Earlier maps, he said, were missing entire chapters of the book of life. Now, "we can continuously read the book with almost no errors," he said, "we can get from Page 1 to the final chapter."
 
DNA, considered the blueprint of life, consists of four base pairs of amino acids, simplified as the letter A, C T and G. An individual's genome is the complete set of these amino acid sequences.
 
In the initial map, researchers discovered there were about 3 billion of these letter pairs in the human genome. But sections of five chromosomes were missing, mainly areas that contained a lot of repeated genetic letters.
 
The way earlier mapping technology worked, researchers would sequence short bits and then overlap them – like piecing together a book from sentence fragments.
 
With the original Human Genome Project, researchers could only map about 500 pairs of letters at a time. Newer technology, led by PacBio, can read up to about 100,000 pairs and so detect those repetitions.
 
Reading those longer pieces Korlach said, allows us to "eavesdrop on what happens in nature."
 
Critical functions are controlled by these repeats, Eichler noted, including genes that enabled the human brain to become bigger with more folds. These repeats are also involved in the production of ribosomes, the factories that allow cells to make proteins, transforming the genetic code into action.
 
Repeats also play a role in the centrosomes, the pinched area in the middle of chromosomes that are involved in accurately copying genetic material, as one cell divides into two.
 
Problems with this process are implicated in diseases such as Down syndrome, an inherited condition in which children are born with an extra chromosome, leading to intellectual and physical challenges and a shortened lifespan.
 
And these repeated sequences also differ among species, Korlach said.
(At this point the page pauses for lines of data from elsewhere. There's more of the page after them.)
PR #604, opened 2026-01-19
Feature: New chatbox

CodingWithAnxiety:
Adds a new chatbox to the Horizon interface.

Notably, this layout defaults to the buttons being under, and also is generally a little neater. Still needs some testing. PR as draft.


FatCatClient:
Can we get screenshots, please?

I think that playing with custom font sizes for everything doesn't help in making it fit in with the rest of the UI. Don't we have standard classes for most of those?

CodingWithAnxiety:
Closing as stale: Maintaining the branch as a reference for future work.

In so-called murder hornets, for instance, 30% to 40% of the genome is made up of repeats while butterflies have hardly any repeats at all.
 
But much remains to be explained about their role.
 
"We're more excited about what we don't know and the opportunity for discovery," said Karen Miga, another co-chair of the research team and associate director of the UCSC Genomics Institute at the University of California, Santa Cruz.
 
Developing this single genome took about four years and cost several million dollars, said Adam Phillippy, co-chair of the consortium that conducted the work and head of the NHGRI Genome Informatics Section.
 
He hopes within a year to have a fuller version and to map many more human genomes so scientists can begin exploring human diversity.
 
Already, the work has revealed human variation that was never seen before. it's not clear whether that variation causes disease, but "the fact that there's an entire class of variation that's never been seen before is extremely exciting to me," Schatz said.
 
George Church, a geneticist at Harvard University who was not involved in the new work, described it as a major scientific achievement.
 
"It's a huge milestone that should be celebrated," he said.
 
But, he added, "We probably won't know all the great things that come from it for a while," in the same way that it's taken decades to see the medical benefits of the original map. "We shouldn't expect miracles."
 
The cost of mapping the human genome has come down under $1,000 and in some cases to just $300, allowing it to be used in medical care. Though it remains early days, the human genome is now routinely used in determining cancer treatment, reactions to certain drugs and identifying inherited genetic diseases.
 
Phillippy hopes that within a decade doctors and patients will have regular access to their complete genome – including the recently filled gaps – for under $1,000, so it can provide more routine benefits in medical care.
 
"This is a milestone on that pathway," Church said. "We'll get to celebrate multiple times" before that becomes reality, he said.